東1局2本場

 青葉は麻雀で負けて清掃で負け分をチャラにしてもらうなんてことは日常茶飯事。


 せめて負け分を倍で取り返したいが、そうもいかない。ナリネコ達は通常なら考えられないあがりや鳴きで素早く局を進めていく。青葉が隙をつけるようなところがない。


 2回戦が始まる。丁度2回戦東1局がはじまる。親は青葉から始まったが配牌が悪い。字牌が多く白、發、中が1牌ずつ。そして東、西の牌にイーピンが2枚。おまけにメンツがそろっていない。


 しかしこれはいきなり国士無双を上がるチャンスでもある。


「(牌は悪い。でもこれなら狙える)」


 2巡目3巡目とお目当ての牌は来ない。しかし4巡目北牌、5巡目チューソー、6巡目、イーマン、7巡目イーソーと国士無双に必要な牌を青葉は引いてくる。


 そして青葉はローワンを切れば国士無双をテンパイというところまで行く。


 相手の手配から3人からどれもタンヤオの気配。上家の天狗は鳴きをサンマンポン、スーウーローマンのチーの2回、萬子で手を染めており、下家の幽霊は筒子と索子しか捨てていない。明らかに萬子待ちの気配。
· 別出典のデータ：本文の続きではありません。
PR #467, opened 2026-08-09
fix(xtask): reap e2e temp roots by owning-PID liveness, not age alone (#461)

### LINKED ISSUE #461: clean-e2e-tmp: reap by owning-PID liveness, not age alone — 280 provably-dead roots (6.2 GB) refused while swap sat at 5 MiB free
Follow-up to #322, which remains open and is the umbrella for e2e tmpfs exhaustion. This is a narrower, independently fixable defect in the reaper that #322 proposed and that has since landed: **`clean-e2e-tmp` reaps by age alone, so it refuses dirs it can prove are dead.**

## What happened tonight

Ten dispatched agents were running, one about to build and run the full e2e tier. State of the machine:

- `/tmp` (a **14 GB tmpfs**) at **78% — 11 GB used, 3.2 GB free**
- **280** leftover `/tmp/dad-tests-<pid>-*` roots, **6.2 GB** total
- **Swap completely exhausted: 8.0 GiB of 8.0 GiB used, 5 MiB free**
- Every one of the 280 roots had a **dead owning PID** — verified with `kill -0` against the PID embedded in each name. Zero belonged to a live test process.

`cargo xtask clean-e2e-tmp` was run against exactly that state and reported:

```
nothing to reap in /tmp (no owned dirs older than 6h)
```

The oldest root was 4h09m old, so all 280 fell under the 6-hour default. The tool declined to free 6.2 GB of resident memory that provably belonged to no one, at a moment when swap had 5 MiB left and an e2e compile was about to start — the precise conditions under which CLAUDE.md rule 14 warns `rustc` dies with `signal: 9, SIGKILL` and nothing points at the filesystem.

Passing `--older-than 2 --apply` reaped 223 dirs / 5.8 GB, and the effect was not merely disk:

| | Before | After |
|---|---|---|
| `/tmp` used | 11 G (78%) | 4.8 G (35%) |
| tmpfs resident in RAM (`shared`) | 2.8 GiB | 755 MiB |
| Swap free | **5 MiB** | **3.8 GiB** |

## Why it declined

`xtask/linkage-check/src/clean_tmp.rs` filters on age only. `Options` carries `max_age`, `apply`, `include_untagged`; `Candidate` carries `path`, `bytes`, `age`. The module header documents the naming scheme — "The harness nests everything it creates under one `dad-tests-<pid>-*` root per test process" — but that PID is never read back. `DEFAULT_MAX_AGE_HOURS = 6` is the sole guard against deleting a live run's root.

So the tool has a **definitive** ownership signal sitting in the filename and instead uses a **time-based proxy** for it. Age is a proxy for "is anyone still using this"; PID liveness answers it directly.

## Proposed fix

Read the PID out of the `dad-tests-<pid>-*` name and reap any root whose PID is no longer alive, regardless of age. Keep `--older-than` as an additional filter for the cases PID can't settle:

- **PID dead** → reap (this is the common case and needs no age grace at all)
- **PID alive** → never reap, at any age — strictly safer than today, where a long-running suite past the threshold is currently eligible
- **PID unparseable / recycled** → fall back to the existing age rule

Note the PID-alive branch closes a real hazard in the current behaviour: today a genuine e2e run lasting over 6 hours can have its own live temp root reaped out from under it.

Worth considering alongside:

- **Reap automatically at the start of a test run.** The failure is self-amplifying — the more the suite is interrupted, the less headroom the next run gets — and a dead-PID sweep at startup is cheap and needs no human to notice first.
- **The leak rate itself deserves a look.** 280 roots accumulated in roughly **four hours**. The `atexit` hook covers normal exit, so that count is a proxy for how often the suite is being SIGKILLed (nextest `slow-timeout terminate-after`, interrupted runs). That is a lot of abnormal termination and may be worth its own investigation.
- **#322's `TMPDIR`-under-`target/` suggestion still stands** and would make this class of leak land on disk that `cargo clean` already owns, rather than in RAM. This issue is not a substitute for it — it makes the existing tool trustworthy in the meantime.

## Note on the naming scheme

#322's measurements describe **521 `/tmp/.tmp*` dirs**, the `tempfile` crate's default prefix. Tonight's leftovers are all `dad-tests-<pid>-*`, so the tagged-prefix scheme has landed since that report. The counts in the two reports are not directly comparable, and `.tmp*` is now opt-in behind `--include-untagged` for good reason.

---

Measured on Linux, 27 GiB RAM, `/tmp` a 14 GB tmpfs, on `main` at `d3ea031`.

vfarcic:
## The defect

`cargo xtask clean-e2e-tmp` reaped leftover e2e temp roots by **age alone**. On this box it refused 280 provably-dead roots (6.2 GB of a 14 GB tmpfs — i.e. resident RAM) because the oldest was 4h09m against a 6h default, while swap sat at 5 MiB free and an e2e compile was about to start. The harness names every root `dad-tests-<pid>-*`, so ownership was knowable all along — the tool just never read it.

## The fix — three branches, decided by owning-PID liveness

- **PID not alive** → reap, at any age; `--older-than` cannot suppress it.
- **PID alive** (including `EPERM`) → keep, at any age, unconditionally, with no timestamp read anywhere. This also closes a pre-existing hazard where a run lasting past the 6h threshold could have its own live root deleted out from under it.
- **PID unparseable / untagged / no `kill(2)` facility** → the existing age rule, unchanged.

Reporting now attributes every decision (`dead-pid` / `live-pid` / `untagged`) and explains why survivors survived, replacing the misleading `nothing to reap … (no owned dirs older than 6h)`.

## A deliberate deviation from the issue

Issue #461 asked for a fourth branch: a **recycled** PID (alive, but started after the root was created) should fall back to the age rule. It was implemented twice and **deleted both times**:

- v1 derived the process start from the `/proc/<pid>` directory mtime. That is a lazily-instantiated procfs inode timestamp, not a start time, and a reviewer reproduced it **deleting a live e2e root**.
- v2 derived it authoritatively from `/proc/<pid>/stat` field 22 plus `/proc/stat` `btime`. Linux's `getboottime64()` contract says `settimeofday` affects `btime`, while inode timestamps are not retroactively shifted — so a forward wall-clock step (admin action, VM correction, time sync, suspend/resume) makes a *live* owner look recycled and its root deletable.

The comparison is unsound in principle: ordering a process start against a filesystem timestamp must bridge the wall clock, and any forward step biases toward the deletion-unsafe direction. And it buys little — a PID collision is **transient**, so the colliding process exits and the root reaps as `dead-pid` on a later run. The branch was therefore removed rather than patched a third time. Two guards prevent reinstatement: a source-level scan (`source_has_no_pid_recycling_machinery`) and `owner_of`'s timestamp-free signature. Both the module docs and `docs/develop/e2e-temp-dirs.md` state plainly that no *behavioural* test can catch reinstatement and why.

## Files changed

`xtask/linkage-check/src/clean_tmp.rs`, `xtask/linkage-check/Cargo.toml`, `xtask/linkage-check/src/main.rs`, `docs/develop/e2e-temp-dirs.md`, `CLAUDE.md` (rule 14), `Cargo.lock`, `changelog.d/461.misc.md`.

No product, daemon, TUI, protocol, orchestration, or hook code. No `tests/e2e_*.rs`.

## Gates — all green at `5bab8df`

| Gate | Result |
|---|---|
| `cargo clippy --workspace --all-targets --features e2e -- -D warnings` | pass, 0 warnings |
| `cargo test-fast` | pass — 1603/1603 |
| `cargo xtask linkage-check` | pass — 481 catalog ids, 408 annotations, 100 allowlisted, 7 rules |
| `cargo test -p xtask-linkage-check` | pass — 56/56 |
| cross-target `cargo check` (win-msvc, x86_64/aarch64-darwin) | pass, 0 warnings |

Review: three rounds. Reviewer and auditor have both signed off on `5bab8df` with no blockers and no follow-ups.

## E2E tier — run, and not fully green; stated honestly

`cargo test-e2e` on the branch: **3,637 run, 3,633 passed, 4 failed.** All four were investigated:

- `idle_worker_011_silent_worker_prompt_is_visible_in_attached_tui`
- `focus_007_lock_governed_focus_contract_on_real_binary`
- `card_stats_005_real_agent_card_narrows_without_restructuring`

  → all three **measured failing identically on unmodified `origin/main`** (`d02111bc`) in a clean disk-backed worktree: same assertion, same source line, same observable symptom. Pre-existing, not regressions.

- `delegate_015_real_opencode_worker_acts_on_clear_true_delegate` → failed in the full run, **passed in isolation**; confirmed real-model flake.

The branch introduces **no e2e regression**. CI does not run the e2e tier, so this does not affect PR checks.

## Real-world validation

Run against this box's live `/tmp` before the e2e gate:

| | Before | After |
|---|---|---|
| `/tmp` used | 11 G (73%) | 4.5 G (32%) |
| Available | 3.9 G | 9.5 G |

219 directories reaped, ≥4.9 GB freed, **every one labelled `dead-pid`** — zero `untagged` age-rule deletions, and the live-owner roots of other agents working concurrently on the box were left untouched. The old tool would have refused all 219. That is the issue's reported scenario, resolved.

## Not included

Per CLAUDE.md rule 14: no demo reel (the reel adapter selects e2e `#[spec]` tests the branch added or changed; this branch changed none). No `PROTOCOL_VERSION` bump or `.breaking.md` fragment: nothing here touches the daemon, the TUI↔daemon protocol, orchestration, or hooks (CLAUDE.md rule 12 does not apply).

Closes #461.


vfarcic:
**Review routing note — this PR overlaps #472, and the two need a deliberate landing order.**

Both rewrite `xtask/linkage-check/src/clean_tmp.rs`, and both add `libc` to `xtask/linkage-check/Cargo.toml` (here for `kill(2)`, there for `geteuid(2)`). Overlapping files: `clean_tmp.rs`, `xtask/linkage-check/Cargo.toml`, `Cargo.lock`, `docs/develop/e2e-temp-dirs.md`.

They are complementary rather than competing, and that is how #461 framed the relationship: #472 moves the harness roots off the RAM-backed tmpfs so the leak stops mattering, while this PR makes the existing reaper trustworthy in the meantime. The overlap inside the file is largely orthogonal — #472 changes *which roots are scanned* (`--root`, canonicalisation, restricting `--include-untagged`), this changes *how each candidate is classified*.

 特に対家のナリネコの捨て牌にも萬子の捨て牌が少ない。


 ここに来て青葉は、ローワンは危険牌だと思ってしまう。


 結局国士をあきらめたのか青葉は東牌を捨ててしまう。しかしそれが仇。


「あらあら青葉ちゃん。親でその牌捨てるの? それも東1局で勿体ない」


 本来東場の親なら東のみでも2翻になるがこの状況で東牌は安全だという青葉の判断。青葉は国士無双を崩してでも流局か振込がない状況を作る自信があった。


「これでいい」


「ああそう、でもそれなんだよねえ」


「えっ⁉」


「ロン!」


 ナリネコの役は字牌だけの役。字一色。「(そんなバカな)」と思った青葉。ナリネコのイカサマを疑う。


「いきなりそんな役! イカサマじゃないか!」


「イカサマ? 青葉ちゃん何言ってるの。この進化した雀卓は防犯システムだってあるし牌も特殊だよ。東1局で役満あがられたからってイカサマを疑うなんて。これは偶然だよ。私の運が良かっただけ」


 進化した文明の中で雀卓もイカサマが出来なように徹底的な防犯システムに自動雀卓の改良。今の雀卓はほぼ全てマジシャン並みの手癖が悪い妖怪でさえイカサマは不可能な雀卓と化している。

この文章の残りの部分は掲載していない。